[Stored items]

----

PR #2580, opened 2017-05-15
2521: Manage Allocations bug with commas and other symbols in the numeric field

### LINKED ISSUE #2521: Manage Allocations - Summary row malfunctions for numbers with commas
Allocation amounts with commas in them, e.g. $2,500.00, are misinterpreted by Javascript as NaN, causing summary rows to not include those amounts.

[From the Hub.](https://powerofus.force.com/0D58000003H0RIl)

force2b:
Update the JS that calculates the amount values to strip out leading currency symbols and all commas from the string value

# Critical Changes

# Changes

# Issues Closed
Fixed #2521

### DIFF
--- a/src/pages/ALLO_ManageAllocations.page
+++ b/src/pages/ALLO_ManageAllocations.page
@@ -10,6 +10,8 @@
         var sumAmount;
         
         var parentAmount = {!parentAmount};
+        var decimalSeparator = "{!decimalSeparator}";
+        var thousandsSeparator = "{!thousandsSeparator}";
         var defaultEnabled = {!Settings.Default_Allocations_Enabled__c};
 
         function isLightningExperienceOrSalesforce1() {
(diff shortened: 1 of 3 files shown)


src/pages/ALLO_ManageAllocations.page
```diff
@@ -45,9 +45,12 @@
...
                     }
                 }
-                if (!isNaN($(o).val()))
-                    sumAmount += Math.round($(o).val()*100);
-               
+                var amt=$(o).val();
+                // due to how chrome handle's the global replace, have to
+                // first remove the currency symbols first and then strip out all commas.
+                if (!isNaN(amt.replace(/[\$£€]/g, '').replace(/,/g, '')))
+                    sumAmount += Math.round(amt.replace(/[\$£€]/g, '').replace(/,/g, '')*100);
```
jjbennett: The only concern I have with filtering out the comma is that in some locales the comma is used in place of the decimal. Can you try to see if there is another solution that doesn't remove the comma completely?

force2b: Good point. Completely forgot that a comma is used for that in some countries. I think there's a way I can determine the appropriate thousands delimiter (probably in Apex). If so, we can use that the JS to strip out the appropriate character to avoid removing a comma when it's actually meant to be a decimal delimiter.

Issue #2525, opened 2017-03-16
Provide transactional and user account way to disable all NPSP Triggers


davidhabib:
hub thread: https://powerofus.force.com/0D58000003HU7DH

davidhabib:
**lurch: add

LurchTheButler:
Tracking <a href="https://foundation.my.salesforce.com/a2x80000005QCnvAAG" target="_blank">W-018116</a>

sefg:
Hi Nick, attached is the code and and some notes - I'd be happy for you to base a solution on this if it is useful. 
cheers
Stuart
[ProcessControl.zip](https://github.com/SalesforceFoundation/Cumulus/files/867893/ProcessControl.zip)

davidhabib:
this issue was addressed and should be closed.

mrbelvedere:
Included in production release rel/3.100

PR #2584, opened 2017-05-22
[2525] TDTM Transactional and persistent control to disable individual triggers

force2b:
# Critical Changes

# Changes

# Issues Closed

Addresses request in #2525 to allow specific NPSP Triggers to be disable through either Apex Code  for the current user context or persistently by adding a filter to the TDTM TriggerHandler record.

### DIFF
--- a/src/classes/TDTM_ObjectDataGateway.cls
+++ b/src/classes/TDTM_ObjectDataGateway.cls
@@ -50,8 +50,9 @@ public without sharing class TDTM_ObjectDataGateway implements TDTM_iTableDataGa
             List<Trigger_Handler__c> result = [select Id from Trigger_Handler__c limit 1];
             rowCount = result.size();
         }
-        if(rowCount == 0)
-            return true;    
+        if(rowCount == 0) {
+            return true;
+        }
         return false;
     }
 
--- a/src/classes/TDTM_ObjectDataGateway.cls
+++ b/src/classes/TDTM_ObjectDataGateway.cls
@@ -91,7 +91,7 @@ public without sharing class TDTM_ObjectDataGateway implements TDTM_iTableDataGa
     public static list<Trigger_Handler__c> listTH {
         get {
             if (listTH == null) {
-                listTH =  [select Asynchronous__c, Class__c, Load_Order__c, Object__c, Active__c, Usernames_to_Exclude__c
+                listTH =  [select Asynchronous__c, Class__c, Load_Order__c, Object__c, Active__c, Usernames_to_Exclude__c, 
                     Trigger_Action__c from Trigger_Handler__c order by Load_Order__c];
             }
             return listTH;
--- a/src/classes/TDTM_ObjectDataGateway.cls
+++ b/src/classes/TDTM_ObjectDataGateway.cls
@@ -71,7 +71,7 @@ public without sharing class TDTM_ObjectDataGateway implements TDTM_iTableDataGa
             Set<String> excludedUserNames = (th.Exclude_For_These_Usernames__c != null ? 
                     new Set<String>(th.Exclude_For_These_Usernames__c.split(';')) : new Set<String>());
             if (th.Object__c == objectName && th.Trigger_Action__c.contains(strAction) && th.Active__c == true
-                    && (th.Exclude_For_These_Usernames__c == null || !excludedUserNames.contains(currUserName))) {
+                    && !excludedUserNames.contains(currUserName)) {
                 listClasses.add(th);
             }
         }
@@ -92,7 +92,7 @@ public without sharing class TDTM_ObjectDataGateway implements TDTM_iTableDataGa
         get {
             if (listTH == null) {
                 listTH =  [select Asynchronous__c, Class__c, Load_Order__c, Object__c, Active__c, Exclude_For_These_Usernames__c,
-                    Trigger_Action__c from Trigger_Handler__c where Active__c = true order by Load_Order__c];
+                    Trigger_Action__c from Trigger_Handler__c order by Load_Order__c];
             }
             return listTH;
         }
--- a/src/classes/TDTM_ObjectDataGateway.cls
+++ b/src/classes/TDTM_ObjectDataGateway.cls
@@ -36,7 +36,7 @@
  * @description Class that queries custom object to retrieve classes to call for creation or modification
  * of a record of a specific object type.
  */
-public class TDTM_ObjectDataGateway implements TDTM_iTableDataGateway {
+public without sharing class TDTM_ObjectDataGateway implements TDTM_iTableDataGateway {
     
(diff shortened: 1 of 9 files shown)


src/classes/TDTM_ObjectDataGateway.cls
```diff
@@ -54,45 +54,51 @@ public class TDTM_ObjectDataGateway implements TDTM_iTableDataGateway {
...
     /*******************************************************************************************************
      * @description holds the trigger handlers cached in a list, to avoid repetitive soql calls.
      */
-    private static list<Trigger_Handler__c> listTH {
+    public static list<Trigger_Handler__c> listTH {
         get {
             if (listTH == null) {
-                listTH =  [select Asynchronous__c, Class__c, Load_Order__c, Object__c, Active__c, 
+                listTH =  [select Asynchronous__c, Class__c, Load_Order__c, Object__c, Active__c, Exclude_For_These_Usernames__c,
                     Trigger_Action__c from Trigger_Handler__c where Active__c = true order by Load_Order__c];
```
njjc: I think we should remove the soql filter for active__c since we're now removing them in getClassesToCallForObject(), that way the static collection contains all the records and not just the active ones; integrators could enable certain triggers only for certain transactions but leave them disabled by default.

src/objects/Trigger_Handler__c.object
```diff
@@ -89,6 +89,16 @@
         <unique>false</unique>
     </fields>
     <fields>
+        <fullName>Exclude_For_These_Usernames__c</fullName>
```
njjc: @smarovich we need string review for this field name and description along with the example docs that Mike forwarded you. This won't go in until next sprint so no huge rush. Thanks!

src/classes/TDTM_ObjectDataGateway.cls
```diff
@@ -54,45 +54,51 @@ public class TDTM_ObjectDataGateway implements TDTM_iTableDataGateway {
...
-     *              is sorted by load order.
+     *              is sorted by load order. Filters out in-active handlers and any where the list of 
+     *              excluded usernames includes the current context user.
      * @param objectName The name of the object.
      * @param action The action (before insert, after insert,...). 
      * @return List<SObject> List of classes to call, sorted by load order.
      **/
     public static List<SObject> getClassesToCallForObject(String objectName, TDTM_Runnable.Action action) {   
         string strAction = action.Name();
+        string currUserName = UserInfo.getUserName();
```
njjc: I think this variable is superfluous and we can just put the call directly where it's needed.

davidhabib:
@force2b the code looks good.  I do think we should add this new field to our NPSP Settings page, STG_PanelTDTM, that displays triggers and allows users to create new triggers.

src/classes/TDTM_ObjectDataGateway.cls
```diff
@@ -54,45 +54,51 @@ public class TDTM_ObjectDataGateway implements TDTM_iTableDataGateway {
...
         List<SObject> listClasses = new list<Sobject>();
         for (Trigger_Handler__c th : listTH) {
-            if (th.Object__c == objectName && th.Trigger_Action__c.contains(strAction)) 
+            Set<String> excludedUserNames = (th.Exclude_For_These_Usernames__c != null ? 
+                    new Set<String>(th.Exclude_For_These_Usernames__c.split(';')) : new Set<String>());
+            if (th.Object__c == objectName && th.Trigger_Action__c.contains(strAction) && th.Active__c == true
+                    && (th.Exclude_For_These_Usernames__c == null || !excludedUserNames.contains(currUserName))) {
```
njjc: I think we can leave out the null check and the OR since an empty set won't ever contain the current username.

src/objects/Trigger_Handler__c.object
davidhabib: @smarovich I was also going to ask for a string review.  Michael has used the developer name Exclude_For_These_Usernames__c, but the label is Do Not Run for these Users.  Typically, we try to keep the dev name and label the same.  Also, this name seems a bit longer and more phrase like than we have done in the past.  I'm not against it, but it does seem a bit different than most fields in NPSP.

src/classes/TDTM_ObjectDataGateway.cls
force2b: True. I generally think of any calls to system classes as expensive, however this is a very small recordset, so it be negligible.

src/classes/TDTM_ObjectDataGateway.cls
force2b: That will  work as long as `excludedUserNames` is initialized to an empty set rather than null if the `Exclude_For_These_Usernames__c` field is null

src/classes/TDTM_ObjectDataGateway.cls
njjc: Good point, I hope they cache it in a static var, but leaving this as is is fine :)

src/objects/Trigger_Handler__c.object
force2b: Fair point. I can put the two in sync once a final label is determined.

force2b:
@njjc and @davidhabib All changes made, less any required change to the field label/api name/help text/description from @smarovich.

On the Settings panel, I added the new field as the last column and set word-break wrapping manually via a style on the div because SLDS did not have a style class to support this specific kind of wrapping for the column. An alternative would be to go with a much wider column, but that seemed like overkill for the rare use-cases where this new field will have a value.

src/objects/Trigger_Handler__c.object
smarovich: I agree that the Developer Name and the Label should match (so it's easier to identify regardless if you're looking at one or the other). Could we go with something simpler like Developer Name: Users_to_Exclude and Label: Users to Exclude?

force2b: How about "Usernames to Exclude" (`Usernames_to_Exclude__c`)?

smarovich: Sounds good!

force2b: @smarovich Are you ok with the inline help text and description values for this new field?

davidhabib:
@force2b looks like you need to update the code to match the new field names!

force2b:
@davidhabib Actually just forgot to update the package.xml with the changed field name and refresh/commit the layout

src/objects/Trigger_Handler__c.object
force2b: Hi @smarovich. Did you happen to see my note from a couple of days ago on approving the inline help/description for this new field? Here is a direct link to the field definition in the PR: https://github.com/SalesforceFoundation/Cumulus/pull/2584/files#diff-e5e3591142b5df80da074261b1a9114d

smarovich: Looks great, @force2b. I would just make usernames lowercase.

PR #2594, opened 2017-06-07
Display unexpected exception message for Delete Data Import buttons

### LINKED ISSUE #1955: Buttons for Batch Data Import need to trap and display error messages
the shared page has apex:pageMessages, but the button handlers need to try/catch and add to pagemessages the exception.  Also worth considering making new pages for these buttons since lightning doesn't allow us to fix the namespace prefix with c in the address bar in DE orgs.

RadSFDeveloper:
# Critical Changes
- In order to enable allowed users to execute "Delete All Data Import Records" and "Delete Imported Data Import Records" operations, it is required to add selected profiles into "Enabled Profiles" at "Security" page for the new "BDI_DataImportDeleteBTN" Visualforce page.

# Changes

# Issues Closed
Fixes #1955

### DIFF
--- a/src/classes/BDI_DataImportDeleteBTN_CTRL.cls
+++ b/src/classes/BDI_DataImportDeleteBTN_CTRL.cls
@@ -1,0 +1,104 @@
+/*
+    Copyright (c) 2017 Salesforce.org
+    All rights reserved.
+    
+    Redistribution and use in source and binary forms, with or without
+    modification, are permitted provided that the following conditions are met:
+    
+    * Redistributions of source code must retain the above copyright
+      notice, this list of conditions and the following disclaimer.
+    * Redistributions in binary form must reproduce the above copyright
+      notice, this list of conditions and the following disclaimer in the
+      documentation and/or other materials provided with the distribution.
+    * Neither the name of Salesforce.org nor the names of
+      its contributors may be used to endorse or promote products derived
+      from this software without specific prior written permission.
+ 
+    THIS SOFTWARE IS PROVIDED BY THE COPYRIGHT HOLDERS AND CONTRIBUTORS
+    "AS IS" AND ANY EXPRESS OR IMPLIED WARRANTIES, INCLUDING, BUT NOT 
+    LIMITED TO, THE IMPLIED WARRANTIES OF MERCHANTABILITY AND FITNESS 
+    FOR A PARTICULAR PURPOSE ARE DISCLAIMED. IN NO EVENT SHALL THE 
+    COPYRIGHT HOLDER OR CONTRIBUTORS BE LIABLE FOR ANY DIRECT, INDIRECT, 
+    INCIDENTAL, SPECIAL, EXEMPLARY, OR CONSEQUENTIAL DAMAGES (INCLUDING, 
+    BUT NOT LIMITED TO, PROCUREMENT OF SUBSTITUTE GOODS OR SERVICES; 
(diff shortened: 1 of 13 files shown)


src/classes/BDI_DataImportDeleteBTN_CTRL.cls
```diff
@@ -0,0 +1,104 @@
...
+
+        if (actionType == ACTION_DELETE_IMPORTED) {
+            return deleteDIRecords(false);    
+
+        } else if (actionType == ACTION_DELETE_ALL) {
+            return deleteDIRecords(true);    
+        }
+
+        String errMsg = String.isBlank(actionType)
+            ? 'Please specify an action type'
```
davidhabib: normally, we don't allow hardcoded strings, as they should be custom labels to support translation.  this is an example, however, of a use case our customers will not hit.  We control the buttons, and will be passing the correct arguments.  I'm ok if you leave this in, and prefer it without labels, as you have it.

RadSFDeveloper: That is right -- this message will be displayed only if the passed "action" page parameter is incorrect. This will not happen since we do have Data Import buttons setup correctly. This error message is not applicable to any user action on the page.

src/classes/BDI_DataImportDeleteBTN_CTRL.cls-meta.xml
```diff
@@ -0,0 +1,5 @@
+<?xml version="1.0" encoding="UTF-8"?>
+<ApexClass xmlns="http://soap.sforce.com/2006/04/metadata">
+    <apiVersion>39.0</apiVersion>
```
RadSFDeveloper: @davidhabib , the new controller and VF page API versions are set to the latest API version (as indicated in the "PR Checklist" document). The package.xml version is 37.0 however. Can you please check into what version we should use for the new files?

davidhabib: good catch.  ideally they would be 37 to be consistent with the rest of our classes, and to avoid issues when classes call other classes on different versions.

RadSFDeveloper: The API version has been set to 37.0. The API version check for new classes was mentioned by Mike in the meeting today.

davidhabib:
@RadSFDeveloper I was just manually testing, and logged in my DE org with a profile without delete privileges on Data Import Records.  when I tried the button, I got this system error displayed, rather than in our new page.  any ideas why?

image

RadSFDeveloper:
@davidhabib , is the testing User profile added to the "BDI_DataImportDeleteBTN" VF page?

davidhabib:
@smarovich can you update the Critical Issues text on this pull request to be more appropriate for our users.  I was thinking something like: 

The "Delete All Data Import Records" and "Delete Imported Data Import Records" buttons now use a new visualforce page, which you must enable on the profiles of all users who need to use this functionality.

I assume we have an article we can link to that shows them how to enable visualforce pages on a profile.

thanks!

davidhabib:
@judisohn Can you own enabling this new page on the profiles in the Trial Template?  do you need us to create a work item?  thanks.

judisohn:
@davidhabib No problem. I need to make some tweaks to profiles in there anyway so I'll be sure this is done.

----

• [Assignment] Please give the number of lines in the entries above that hold "Settings", with no other text.

• [Your response] 3